The Funniest Tweets of the Week
Photo courtesy of Getty ImagesIt’s Bong Joon Ho’s world now, the rest of us just live in it. The Oscars were on Sunday and they were… long! The show proceeded without a host, again, and instead decided to fill their runtime with presenters presenting presenters, an opening musical number that referenced multiple films not nominated for anything, and Eminem for reasons still unknown. Despite Mr. Mathers’ random-as-hell performance of an 18-year-old song, the best part of the night was seeing Todd Phillips get beat out by Bong Joon Ho and the Parasite crew for Best Director and Best Picture. The film went on to win for Best Original Screenplay, Best International Film, and Best Oscar GIFs (unofficial). While we’re busy handing out accolades, let’s look at the nominees for Paste’s funniest tweets of the week.
ME: hello
CHARACTER IN A WES ANDERSON FILM: good evening. or salutations. or perhaps it’s almost goodnight, i’m sorry. i was never good with time or clocks or meaningful friendships, huh. …do you know how to get to the TITLE OF FILM? blinks thrice
90s FRENCH SONG PLAYS
— Matt Buechele (@mattbooshell) February 12, 2020
remembering when all the women everywhere were like “don’t hit on women while they’re at work!” like I support y’all but you’ve effectively ruined my life and I hope ur happy
— samm severin (@waitressboner) February 12, 2020
Amy Klobuchar is the favorite candidate of Americans who feel powerless to get back their lawnmower, which their neighbor borrowed MONTHS ago.

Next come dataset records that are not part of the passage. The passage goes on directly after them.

PR #183, opened 2016-02-18
Add some environment variables for non-admin db connections

knickers:
I actually haven't tested this because I don't have a db with credentials :fearful:. Is there someone who can test these?


wulfsolter:
I don't either - I personally think it's a pretty solid call by Mongo to let auth be handled by OS and/or other services, rather than building clunky authentication in front of a DB.

Looks sensical, so peer-review :+1:

Issue #241, opened 2016-07-12
Replace line 479 of lib/view/collection.html or you will not be able to delete a collection


manuel-di-iorio:
Replace:

    var $parentForm = $('#' + target.attr('childof'));
with:

    var $parentForm = $('#' + $target.attr('childof'));

The error is thrown when you click on the delete button, inside the collection page itself

    posts:658 Uncaught ReferenceError: target is not defined

PR #248, opened 2016-08-13
js variable name fix

muxahuk:
should fix https://github.com/mongo-express/mongo-express/issues/241


knickers:
Thanks @muxahuk! :laughing:

PR #249, opened 2016-08-13
add gridFSEnabled option in configs.default file

muxahuk:
So that users could see where to change these param


wulfsolter:
Thanks!

PR #259, opened 2016-09-13
Fixing the mountpath based on request.

### LINKED ISSUE #256: Incorrectly defined mountpath when mongo-express used as middleware
Here is my setup: 
```
var mongo_express = require('mongo-express/lib/middleware');
var mongo_express_config = require('mongo-express/config.default')

app.use('/mongo_express', mongo_express(mongo_express_config))
```

in `config.default` (for simplicity) I set
```
baseUrl: process.env.ME_CONFIG_SITE_BASEURL || '/mongo_express/'
```
When I open the url in my browser, static assets are not loaded correctly: they are not prefixed with `/mongo_express/`, and so not found. That is, here is the path with which I can access an image - `http://localhost:1337/mongo_express/images/mongo-express-logo.png`, but what the page requests is `http://localhost:1337/images/mongo-express-logo.png`, which is not found. 
Here is the part of the code of the main page:
  ```
<base href="/">
  <meta charset="utf-8">
  <title>Home - Mongo Express</title>
  <meta name="viewport" content="width=device-width, initial-scale=1.0">

  <link href="/stylesheets/bootstrap.min.css" rel="stylesheet">
  <link href="/stylesheets/bootstrap-theme.min.css" rel="stylesheet">
  <link href="/stylesheets/style.css" rel="stylesheet" />
```

We see that the paths are not prefixed. 
When I mount the app separately with `node app --port 3000` everything works just fine.

I traced the origins of the problem back to the line 
`res.locals.baseHref       = req.app.mountpath + (req.app.mountpath[req.app.mountpath.length - 1] === '/' ? '' : '/');` in `lib/router.js`
where the `req.app.mountpath` is equal to '/' instead of correct mountpath ('/mongo_express/'). So it should be easy to fix.

Thanks!

levigroker:
Performing the same mechanism parse-dashboard does to handle being installed as middleware. This fixes #256, in my testing.

### DIFF
--- a/lib/router.js
+++ b/lib/router.js
@@ -61,7 +61,9 @@ var router = function (config) {
   // view helper, sets local variables used in templates
   appRouter.all('*', function (req, res, next) {
     // ensure a trailing slash on the baseHref (used as a prefix in routes and views)
-    res.locals.baseHref       = req.app.mountpath + (req.app.mountpath[req.app.mountpath.length - 1] === '/' ? '' : '/');
+	var mountPathLength       = req.originalUrl.length - req.url.length;
+    var mountPath             = req.originalUrl.slice(0, mountPathLength);
+    res.locals.baseHref       = mountPath + (mountPath[mountPath.length - 1] === '/' ? '' : '/');
     res.locals.databases      = mongo.databases;
     res.locals.collections    = mongo.collections;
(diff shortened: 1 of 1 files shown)


levigroker:
Thanks!

PR #262, opened 2016-09-24
define mongodb host and port on CLI

PascalPflaum:
Allowing the user to define mongoDB Host and Port as argument for the CLI


wulfsolter:
Thanks for writing docs too @PascalPflaum! :)

PR #263, opened 2016-09-26
Refreshing collections when viewing database

gvillenave:
I noticed that if new collections are added after launching the app, they actually never appear on the interface because we never refresh the list. This quick fix forces refreshing the collections list when accessing the page.


wulfsolter:
Thanks @gvillenave!

Issue #272, opened 2016-10-18
Can't connect to replica set


jamrizzi:
I get the following error when I try and start mongo-express.

```
/home/jamrizzi/GroupThreads/mongui/node_modules/mongodb/lib/replset.js:360
          process.nextTick(function() { throw err; })
                                        ^
MongoError: no valid replicaset members found
    at Timeout.<anonymous> (/home/jamrizzi/GroupThreads/mongui/node_modules/mongodb-core/lib/topologies/replset.js:645:33)
    at tryOnTimeout (timers.js:232:11)
    at Timer.listOnTimeout (timers.js:202:5)
```

I have it configured as a replica set, and I have verified that all the information I entered is correct by trying it with the mongodb CLI.  Below is the way I have it configured.

```
  mongo = {
    db:       'admin',
    host:     [
        'rest-api-data-shard-00-00-xemv3.mongodb.net',
        'rest-api-data-shard-00-01-xemv3.mongodb.net',
        'rest-api-data-shard-00-02-xemv3.mongodb.net'
    ],
    password: 'myspecialpassword',
    port:     27017,
    ssl:      true,
    url:      'mongodb://rest-api-data-shard-00-00-xemv3.mongodb.net:27017,rest-api-data-shard-00-01-xemv3.mongodb.net:27017,rest-api-data-shard-00-02-xemv3.mongodb.net:27017/admin?replicaSet=rest-api-data-shard-0',
    username: 'myspecialusername'
  };

```

dozoisch:
I wonder if it's because the replicaSet name is not set properly using an array of hostnames. Because basically it seems like mongo.host is used but not mongo.url. Thus the `replicaSet=rest-api-data-shard-0` is never "lost" in the process.

jamrizzi:
I just verified that is not the issue.

```
      db = new mongodb.Db('local', new mongodb.ReplSet(host, {
          poolSize:    config.mongodb.poolSize,
          ssl:             config.mongodb.ssl,
          sslValidate: config.mongodb.sslValidate,
          sslCA:         config.mongodb.sslCA,
          replicaSet:  'rest-api-data-shard-0'
      }), {
          safe: true,
          w: 0,
          authSource: 'admin'
      });
```

dozoisch:
@jamrizzi That snippet in your last post works or not?

jamrizzi:
It does not work. I'm still getting the same error.

dozoisch:
[...]

PR #274, opened 2016-10-18
added support for mongo url driver

jamrizzi:
This should supposedly work.  However, it doesn't quite work yet.  It probably needs a bit of tweaking.  I did however do the hard work of getting the asynchronous MongoClient.connect() function loaded in a way synchronous way that should work with the rest of the db.js.

### DIFF
--- a/config.default.js
+++ b/config.default.js
@@ -23,7 +23,7 @@ if (process.env.VCAP_SERVICES) {
     password: 'pass',
     port:     27017,
     ssl:      false,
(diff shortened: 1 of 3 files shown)


GreenPioneer:
I know its only been two days but were do we stand on this PR ?

I really like it and could really use it

dozoisch:
@GreenPioneer this was just a WIP and is not currently working. It was an attempt for #272. We're open to PRs.

dozoisch:
I closed it for now. If we need it I will reopen.

PR #277, opened 2016-10-26
allow 24 digit hex string in ObjectID query

### LINKED ISSUE #251: Make the ObjectID(...) wrapper optional
When searching by ```_id``` it would be easier if we don't have to use the ObjectID(...) wrapper since the type (String, ObjectID...) was already choose.

heartnetkung:
fix #251 
So we can do something like this.
screenshot from 2016-10-26 16 28 01

### DIFF
--- a/lib/bson.js
+++ b/lib/bson.js
@@ -100,6 +100,14 @@ exports.toObjectId = function (string) {
   }
 };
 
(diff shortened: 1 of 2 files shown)


dozoisch:
Awesome thanks!

PR #281, opened 2016-10-28
Implement index management

heartnetkung:
## Pull Request Overview
- remove index listing in collection stats
- add "reindex" button in the tools section (make sure you have mongodb permission to do so)
- add new index listing section
  - it shows name, keys, index size, special attributes, and a button to drop index
  - the special attributes are all values given by db.collection.indexes except name, v, key, and ns 

## Example Screenshot
screenshot from 2016-10-28 18 41 02


dozoisch:
That looks really good! I'll try it a bit later today and merge :)!

PR #470, opened 2017-07-27
Prepare new release

### LINKED ISSUE #449: cleanup composer.json
there are a couple of `@dev` dependencies in composer.json. we have to move to stable versions of the dependencies before releasing.

ElectricMaxxx:
just a clean up before the new release fix #449

### DIFF
--- a/composer.json
+++ b/composer.json
@@ -21,8 +21,8 @@
         "doctrine/phpcr-odm": "^1.1 || ^2.0",
         "sonata-project/admin-bundle": "^3.1",
         "sonata-project/block-bundle": "^3.0",
-        "symfony-cmf/resource-rest-bundle": "^1.0@dev",
-        "symfony-cmf/tree-browser-bundle": "^2.0@dev",
+        "symfony-cmf/resource-rest-bundle": "^1.0",
+        "symfony-cmf/tree-browser-bundle": "^2.0",
         "symfony/framework-bundle": "^2.8 || ^3.0",
         "symfony/property-access": "^2.8 || ^3.0"
     },


ElectricMaxxx:
argh, seems as i would have to increas coverage before releasing

greg0ire:
No you don't have to, it's not marked as required. You do have to fix the tests though :P

ElectricMaxxx:
Uhh and that is strange. It is just a single build. And there each request on some http tooks to much time. 
Btw why do we download a phpunit.phar, thought we use simple-phpunit?

greg0ire:
[We want to](https://github.com/sonata-project/dev-kit/issues/197), but nobody has made a PR to change that yet.

ElectricMaxxx:
I will give it a try later or tomorrow morning. But the main problem looks more like the container has bad connectivity.

greg0ire:
I don't think so. I think the SAT solver is stuck. Maybe try bumping version constraints to the nearest patch version? @dbu had a similar issue IIRC, solved it using `travis_wait` I think

ElectricMaxxx:
But the test call comes from make file, so that also comes from dev-kit?

greg0ire:
...which helps me find what I was talking about: https://github.com/sonata-project/dev-kit/commit/768f3d66d8b146e9f00c278ef66764b6388bb8bd

ElectricMaxxx:
Oh, i tought to go on RC tonight :-(

greg0ire:
Like I said, You can always try bumping e.g `^1.0` to `^1.0.42`, it could help, because it changes the space of the possibilities composer has to evaluate, but aside from that, sorry I have no solution.

ElectricMaxxx:
So, the solution seems not to work. Or the time is not enough. 

But wait, i released tree-browser-bundle with `min-stability:RC` - unfortunatly. Can that be a reason for composer not to resolve a stable package, which i request here?

greg0ire:
> So, the solution seems not to work. Or the time is not enough.

What makes you say that? The commit from @dbu has not landed on master.

greg0ire:
> But wait, i released tree-browser-bundle with min-stability:RC - unfortunatly. Can that be a reason for composer not to resolve a stable package, which i request here?

No idea, and also, touching that setting or even using @dev in a library does not sound great, even on a master branch. This should only be used in projects IMO, it's a hack.

ElectricMaxxx:
@greg0ire i removed that notice as i saw your answer.

ElectricMaxxx:
The [tree-browser-bundle Release](https://github.com/symfony-cmf/tree-browser-bundle/releases/tag/2.0.1) saved my PR :-)

Ready to merge and RC-1 i would say then.

greg0ire:
Good job!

— Josh Gondelman (@joshgondelman) February 12, 2020
when i overhear gossip that has nothing to do with me or anyone i know or have ever met pic.twitter.com/qpSHhhDWs8
— Kristen Arnett (@Kristen_Arnett) February 11, 2020
Give a man an ass and he’ll eat for a day.
But, teach a man to ass and … (1/52)
— amber ruffin (@ambermruffin) February 11, 2020
Do I go on a date with a 41 year-old who has “never missed a Coachella” or do I call my dad?
— Hanna Dickinson (@hansdickie) February 11, 2020
What throws me off about Amy Klobuchar is she’s named Amy. That’s a Joan and don’t tell me otherwise.
— Louis Virtel (@louisvirtel) February 11, 2020
Chrissy Tiegen: guys I made floor nachos, they’re nachos you eat while you sit on the floor & fart up an area rug, lol am I even allowed to say that
BuzzFeed: Umm Floor Nachos!? 10 More Reasons To Abandon The False Abrahamic God & Sacrifice Vestal Virgins In Chrissy’s Name— Jake Paul Sartre (@PissJugTycoon) February 11, 2020
If anyone ever tells you that Italians aren’t white just remind them that we came up with the phrase “that’s a spicy meat-a-ball!” We think meatballs are spicy. We’re white.
— Samantha Ruddy (@samlymatters) February 11, 2020
Me bothering Kenan pic.twitter.com/iRZKSmJ6Pd
— Steven Castillo (@STEEEZUSCHRIST) February 10, 2020
MY girlfriend and I will often debate which is “nerdier” to be an ardent fan of: Lord of the Rings (her) or Looney Tunes (me). I maintain MINE is cooler, because, folks, last time I checked it wasn’t GANDALF who was good friends with MICHAEL JORDAN OF THE CHICAGO BULLS!!!
— Joe Rumrill (@2tonbug) February 13, 2020
saying “I’m a comedian”
hackdating red flagwhat are u, Joker?saying “please love me oh god please”
honeststate ur needspolite (“please” twice)— jes tom (@jestom) February 13, 2020
mulan: i’m going to war instead of u
her dad: no. i forbid this
mulan:
her dad: but if u do there’s a sword in the shed i’ll leave the light on for u
mulan: ok i-
dad: armors there too. should fit perfect
— eli the average guy (@jazz_inmypants) February 12, 2020
NYC public transit is like “Due to an earlier incident in 1972, trains are delayed in all directions. We apologize for the inconvenience for the next 1,000 years.”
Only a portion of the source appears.